DATA IN THIS EXERCISE Start Marker

PR #2063, opened 2025-02-07
fix: api-list ListBuckers possible deref

wooffie:
I saw we checking resp for nil, but after we use resp.Body without check.

You can offer another nil handling here =)


harshavardhana:
resp is never nil that code is old, we never bothered to fix it - these PRs and others don't really add any value #2062

PR #2064, opened 2025-02-10
support customHeader for client

jiuker:
support customHeader for client
mc will use this to support `customheader`


harshavardhana (changes requested):
we shouldn't do this @jiuker we should just add it via `mc` custom transport RoundTrip implementation

PR #2069, opened 2025-02-20
fix: decode tags key without PathUnescape

jiuker:
non idempotent
```
func Test_Main(t *testing.T) {
	tagsOMap := map[string]string{"A": "B", "C": "D", "D:A": "A", "E": "PA"}
	// putObject - mock mc cp file remote/path --tags="A=B&C=D&D:W=A&E=PA"
	tagStr := TagEncode(tagsOMap)
	// getObject - mock client getObject with tags return
	tagsNMap := TagDecode(tagStr)
	// putObject - mock put file to target
	tagNStr := TagEncode(tagsNMap)
	_, err := tags.ParseObjectTags(tagNStr)
	if err != nil {
		t.Log("TestTagsTagDecode: we got error here:", err)
	}

	// we must call url.PathUnescape here <--------------------
	unescapeTags, err := url.PathUnescape(tagNStr)
	if err != nil {
		return
	}
	_, err = tags.ParseObjectTags(unescapeTags)
	if err != nil {
		t.Log("TestTagsTagDecode: we got error here:", err)
	}
}
```

### DIFF
--- a/pkg/s3utils/utils_test.go
+++ b/pkg/s3utils/utils_test.go
@@ -501,7 +501,17 @@ func TestTagsTagDecode(t *testing.T) {
 	tagNStr := TagEncode(tagsNMap)
 	_, err := tags.ParseObjectTags(tagNStr)
 	if err != nil {
-		t.Log("TestTagsTagDecode: we got error here", err)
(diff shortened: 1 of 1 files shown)


harshavardhana:
what is the change here?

DATA IN THIS EXERCISE End Marker

Please reproduce the entire listing. Keep it identical.

COMPLETED TASK -
PR #2063, opened 2025-02-07
fix: api-list ListBuckers possible deref

wooffie:
I saw we checking resp for nil, but after we use resp.Body without check.

You can offer another nil handling here =)


harshavardhana:
resp is never nil that code is old, we never bothered to fix it - these PRs and others don't really add any value #2062

PR #2064, opened 2025-02-10
support customHeader for client

jiuker:
support customHeader for client
mc will use this to support `customheader`


harshavardhana (changes requested):
we shouldn't do this @jiuker we should just add it via `mc` custom transport RoundTrip implementation

PR #2069, opened 2025-02-20
fix: decode tags key without PathUnescape

jiuker:
non idempotent
```
func Test_Main(t *testing.T) {
	tagsOMap := map[string]string{"A": "B", "C": "D", "D:A": "A", "E": "PA"}
	// putObject - mock mc cp file remote/path --tags="A=B&C=D&D:W=A&E=PA"
	tagStr := TagEncode(tagsOMap)
	// getObject - mock client getObject with tags return
	tagsNMap := TagDecode(tagStr)
	// putObject - mock put file to target
	tagNStr := TagEncode(tagsNMap)
	_, err := tags.ParseObjectTags(tagNStr)
	if err != nil {
		t.Log("TestTagsTagDecode: we got error here:", err)
	}

	// we must call url.PathUnescape here <--------------------
	unescapeTags, err := url.PathUnescape(tagNStr)
	if err != nil {
		return
	}
	_, err = tags.ParseObjectTags(unescapeTags)
	if err != nil {
		t.Log("TestTagsTagDecode: we got error here:", err)
	}
}
```

### DIFF
--- a/pkg/s3utils/utils_test.go
+++ b/pkg/s3utils/utils_test.go
@@ -501,7 +501,17 @@ func TestTagsTagDecode(t *testing.T) {
 	tagNStr := TagEncode(tagsNMap)
 	_, err := tags.ParseObjectTags(tagNStr)
 	if err != nil {
-		t.Log("TestTagsTagDecode: we got error here", err)
(diff shortened: 1 of 1 files shown)


harshavardhana:
what is the change here?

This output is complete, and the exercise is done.